Work order
Which lines of the entries contain the string "make"? Copy each of them.

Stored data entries

PR #4939, opened 2026-05-07
fix:track driver PID to prevent zombie processes

### LINKED ISSUE #4363: Force stop/remove leaves `lima-driver-*` processes running

Aneesh-Hegde:
Fix #4363 .
This PR implements PID tracking for external drivers by writing and reading a `driver.pid` file so the core engine can discover them.
It also refactors the `Stop()` function to gracefully terminate these processes (SIGTERM → Wait → SIGKILL fallback) to prevent zombies during `limactl rm -f`.
A follow-up PR will address the remaining edge case of forwarding SIGINT (Ctrl+C) during `limactl start`.

### DIFF
--- a/pkg/driver/external/server/server.go
+++ b/pkg/driver/external/server/server.go
@@ -15,6 +15,7 @@ import (
 	"os/exec"
 	"os/signal"
 	"path/filepath"
+	"strconv"
 	"sync"
 	"syscall"
 	"time"
@@ -207,6 +208,10 @@ func handlePreConfiguredDriverAction(ctx context.Context, driver driver.Driver) 
 	}
 }
 
+func driverPIDFilePath(instanceDir, driverName, pidFileOwner string) string {
+	return filepath.Join(instanceDir, fmt.Sprintf("lima-driver-%s-%s.pid", driverName, pidFileOwner))
+}
+
 // Start begins the driver startup process. It sends an initial response to unblock
 // the client and then streams subsequent errors(if any), as the driver initializes.
 // A final success message is streamed upon successful completion.
@@ -245,6 +250,15 @@ func Start(extDriver *registry.ExternalDriver, instName string) error {
 		return fmt.Errorf("failed to start external driver: %w", err)
 	}
 
+	pid := cmd.Process.Pid
+	pidFilePath := driverPIDFilePath(instanceDir, extDriver.Name, extDriver.PIDFileOwner)
+	// If the driver crashes immediately, the cleanup paths below will remove this file.
+	if err := os.WriteFile(pidFilePath, []byte(strconv.Itoa(pid)), 0o644); err != nil {
+		cancel()
+		_ = cmd.Process.Kill()
+		return fmt.Errorf("failed to write driver PID file: %w", err)
+	}
+
 	driverLogger := extDriver.Logger.WithField("driver", extDriver.Name)
 
 	scanner := bufio.NewScanner(stdout)
@@ -256,6 +270,8 @@ func Start(extDriver *registry.ExternalDriver, instName string) error {
 			if err := cmd.Process.Kill(); err != nil {
 				driverLogger.Errorf("Failed to kill external driver process: %v", err)
 			}
+			// TODO: reap process (e.g. cmd.Wait()) to avoid temporary zombies
+			_ = os.Remove(pidFilePath)
 			return fmt.Errorf("failed to parse socket path JSON: %w", err)
 		}
 		socketPath = output["socketPath"]
@@ -264,6 +280,7 @@ func Start(extDriver *registry.ExternalDriver, instName string) error {
 		if err := cmd.Process.Kill(); err != nil {
 			driverLogger.Errorf("Failed to kill external driver process: %v", err)
 		}
+		_ = os.Remove(pidFilePath)
 		return errors.New("failed to read socket path from driver")
 	}
 	extDriver.SocketPath = socketPath
@@ -274,6 +291,7 @@ func Start(extDriver *registry.ExternalDriver, instName string) error {
 		if err := cmd.Process.Kill(); err != nil {
 			driverLogger.Errorf("Failed to kill external driver process after client creation failure: %v", err)
 		}
+		_ = os.Remove(pidFilePath)
 		return fmt.Errorf("failed to create driver client: %w", err)
 	}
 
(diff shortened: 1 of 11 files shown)


pkg/store/instance.go
```diff
@@ -175,7 +175,18 @@ func inspectStatus(ctx context.Context, instDir string, inst *limatype.Instance,
 
 func inspectStatusWithPIDFiles(instDir string, inst *limatype.Instance, y *limatype.LimaYAML) {
 	var err error
-	inst.DriverPID, err = ReadPIDFile(filepath.Join(instDir, filenames.PIDFile(*y.VMType)))
```
unsuman, line 178: The `inst.DriverPID` should only hold the `<vm-type>.pid` because this is the actual PID of the VM or the hypervisor process

pkg/limatype/filenames/filenames.go
```diff
@@ -71,6 +71,7 @@ const (
 	QemuEfiCodeFD           = "qemu-efi-code.fd" // efi code; not always created
 	QemuEfiFullFD           = "qemu-efi-full.fd" // concatenated efi vars and code; not always created
 	AnsibleInventoryYAML    = "ansible-inventory.yaml"
+	DriverPIDFile           = "driver.pid"
```
unsuman: This can be little confusing, so maybe `lima-driver-<vm-type>.pid` is fine

unsuman (changes requested):
Starting a Lima instance launches two `limactl` processes (CLI and hostagent). So in external driver mode, there is a window that a pair of `lima-driver-<vm-type>` are also launched. The second process overwrites the `lima-driver-<vm-type>.pid` with the hostagent-launched external driver but after sometime the `limactl` cli process exits when the VM starts. So does the invoked external grpc server process through `server.StopAllExternalDrivers()`, which also results in deleting the `lima-driver-<vm-type>.pid` file as well. Now that the file is deleted, we cannot track or stop the external driver.

I'll have to think about this for sometime!

Aneesh-Hegde:
Addressed all feedback.
do you have any thoughts yet on how you'd prefer to track this `lima-driver `PID so the `limactl rm -f` command can find and kill it? Happy to implement whatever architecture you think is best!

unsuman:
I would suggest that the using of the external driver process PID should only be done for forceful instance removal/stop i.e. terminated by: 
https://github.com/lima-vm/lima/blob/50c551af9670cf28187e6d40045db45120d16852/pkg/instance/stop.go#L109

The external driver pids should be stored with a owner signature like `lima-driver-krunkit-ha.pid`. So during graceful exits these files should be cleaned up only by their parent processes.

Aneesh-Hegde:
Implemented the same as you mentioned @unsuman .PTAL
These are the changes done.
Track external driver PIDs via `lima-driver-<name>-<owner>.pid` files to kill orphaned processes on force stop/remove. Owner suffix (`ha`/`cli`) prevents the CLI from deleting the hostagent's PID file during startup. `StopForcibly` globs and kills all tracked driver processes. Graceful `Stop` uses SIGTERM->SIGKILL escalation with timeouts.

pkg/driverutil/instance.go
```diff
@@ -15,14 +15,15 @@ import (
 )
 
 // CreateConfiguredDriver creates a driver.ConfiguredDriver for the given instance.
-func CreateConfiguredDriver(inst *limatype.Instance, sshLocalPort int) (*driver.ConfiguredDriver, error) {
+func CreateConfiguredDriver(inst *limatype.Instance, sshLocalPort int, owner string) (*driver.ConfiguredDriver, error) {
```
unsuman:
```suggestion
func CreateConfiguredDriver(inst *limatype.Instance, sshLocalPort int, PIDNamespace string) (*driver.ConfiguredDriver, error) {
```

pkg/hostagent/hostagent.go
```diff
@@ -156,7 +156,7 @@ func New(ctx context.Context, instName string, stdout io.Writer, signalCh chan o
 		}
 	}
 
-	limaDriver, err := driverutil.CreateConfiguredDriver(inst, sshLocalPort)
+	limaDriver, err := driverutil.CreateConfiguredDriver(inst, sshLocalPort, "ha")
```
unsuman: Please define a constant for `ha` and `cli`, something like `driverutil.OwnerHostAgent`. The default should be `cli` if `""` is passed. Additionally a comment at the function signature would be great

pkg/instance/stop.go
```diff
@@ -116,6 +117,22 @@ func StopForcibly(inst *limatype.Instance) {
...
+	files, _ := filepath.Glob(driverPIDPattern)
+	for _, pidFile := range files {
+		if b, readErr := os.ReadFile(pidFile); readErr == nil {
+			if pid, convErr := strconv.Atoi(strings.TrimSpace(string(b))); convErr == nil && pid > 0 {
+				logrus.Infof("Sending SIGKILL to external driver process %d (from %s)", pid, filepath.Base(pidFile))
+				if proc, procErr := os.FindProcess(pid); procErr == nil {
+					if err := proc.Kill(); err != nil && !errors.Is(err, os.ErrProcessDone) {
+						logrus.Warnf("Failed to kill external driver process %d: %v", pid, err)
+					}
+				}
```
unsuman: You can reuse `osutil.SysKill()` here

pkg/registry/registry.go
```diff
@@ -34,6 +34,7 @@ type ExternalDriver struct {
 	Ctx          context.Context
 	Logger       *logrus.Logger
 	CancelFunc   context.CancelFunc
+	Owner        string
```
unsuman: Same make this to `PIDNamespace` and a comment explaining the purpose

pkg/driver/external/server/server.go
```diff
@@ -295,12 +313,48 @@ func Stop(extDriver *registry.ExternalDriver) error {
 	if extDriver.CancelFunc != nil {
 		extDriver.CancelFunc()
 	}
-	if err := extDriver.Command.Process.Signal(syscall.SIGTERM); err != nil {
-		extDriver.Logger.Errorf("Failed to kill external driver process: %v", err)
+	if extDriver.Command.Process != nil {
+		err := extDriver.Command.Process.Signal(syscall.SIGTERM)
```
unsuman, line 315: I think this fallback is still not right. Actually`extDriver.CancelFunc()` kills the process immediately. So the order should be: send SIGTERM first, wait for exit, and only use cancel/kill as the final fallback.

Aneesh-Hegde:
Hey @unsuman addressed the feedback. PTAL.

pkg/driverutil/instance.go
```diff
@@ -14,15 +14,24 @@ import (
...
 )
 
+const (
+	OwnerHostAgent = "ha"
+	OwnerCLI       = "cli"
+)
+
 // CreateConfiguredDriver creates a driver.ConfiguredDriver for the given instance.
-func CreateConfiguredDriver(inst *limatype.Instance, sshLocalPort int) (*driver.ConfiguredDriver, error) {
+// pidNamespace identifies the caller (e.g. "ha" or "cli") to isolate driver PID files.
```
AkihiroSuda: This terminology is confusing as it conflicts with
https://man7.org/linux/man-pages/man7/pid_namespaces.7.html

Aneesh-Hegde: Changed to `pidFileOwner`

pkg/driver/external/server/server.go
```diff
@@ -295,12 +313,59 @@ func Stop(extDriver *registry.ExternalDriver) error {
 	if extDriver.CancelFunc != nil {
 		extDriver.CancelFunc()
 	}
```
unsuman: I think this is safe to remove

Aneesh-Hegde: Done

unsuman (dismissed):
Thanks, LGTM!

jandubois:
> @unsuman: So the order should be: send SIGTERM first, wait for exit, and only use cancel/kill as the final fallback.

I don't think this has actually been addressed. CancelFunc() is essentially still a Kill().

Also, `os.FindProcess` is a no-op on Unix; it will never fail. You have to send a `0` signal to the process to find out if it exists and is still alive. Doesn't really matter though, as all it does it prevent a log entry from being written when the process is already gone.

pkg/driver/external/server/server.go
```diff
@@ -292,15 +310,60 @@ func Stop(extDriver *registry.ExternalDriver) error {
...
+		case waitErr := <-done:
+			if waitErr != nil {
+				extDriver.Logger.Debugf("External driver %s exited with: %v", extDriver.Name, waitErr)
+			} else {
+				extDriver.Logger.Debugf("External driver %s exited gracefully", extDriver.Name)
+			}
+		case <-time.After(stopTimeout):
+			extDriver.Logger.Warnf("External driver %s did not exit in time, triggering cancellation", extDriver.Name)
+			if extDriver.CancelFunc != nil {
+				extDriver.CancelFunc()
```
unsuman, line 338: ~~I couldn't catch this earlier but this should be removed from here and the `ExternalDriver` struct~~

[EDIT]: We just use CancelFunc() instead of SIGKILL

unsuman (commented):
Please fix this small issue then the PR is ready to merge

Aneesh-Hegde:
Hey @unsuman made required changes. Now it just uses CancelFunc(). Also changed the `os.FindProcess` logic to just sending syskill call based on @jandubois feedback.

pkg/driver/external/server/server.go
```diff
@@ -207,6 +208,10 @@ func handlePreConfiguredDriverAction(ctx context.Context, driver driver.Driver)
 	}
 }
 
+func driverPIDFilePath(instanceDir, driverName, pidFileOwner string) string {
```
AkihiroSuda, line 211: Please update https://lima-vm.io/docs/dev/internals/#instance-directory-lima_homeinstance to document the PID files and how they are used

Aneesh-Hegde: Added to docs PTAL

unsuman (dismissed):

pkg/driver/external/server/server.go
```diff
@@ -292,15 +310,52 @@ func Stop(extDriver *registry.ExternalDriver) error {
...
+		err := extDriver.Command.Process.Signal(syscall.SIGTERM)
+		if err != nil && !errors.Is(err, os.ErrProcessDone) {
+			extDriver.Logger.Errorf("Failed to send SIGTERM to external driver process: %v", err)
+		}
+
+		done := make(chan error, 1)
+		const stopTimeout = 10 * time.Second
+		go func() {
+			done <- extDriver.Command.Wait()
+		}()
```
jandubois, line 325: I think there is a race condition with the main thread setting `extDriver.Command = nil` at line 360. Not sure if it is reachable, but this feels safer:

```suggestion
		cmd := extDriver.Command
		go func() {
			done <- cmd.Wait()
		}()
```

Aneesh-Hegde:
Addressed the feedback. PTAL

jandubois:
Thanks, LGTM, but please fix the lint issue:

```
website/content/en/docs/security/_index.md:
	31: Trailing whitespace
```

and squash the commits

Aneesh-Hegde:
Done

jandubois (approved):
Thanks, LGTM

Problem solution
unsuman: Same make this to `PIDNamespace` and a comment explaining the purpose
+		done := make(chan error, 1)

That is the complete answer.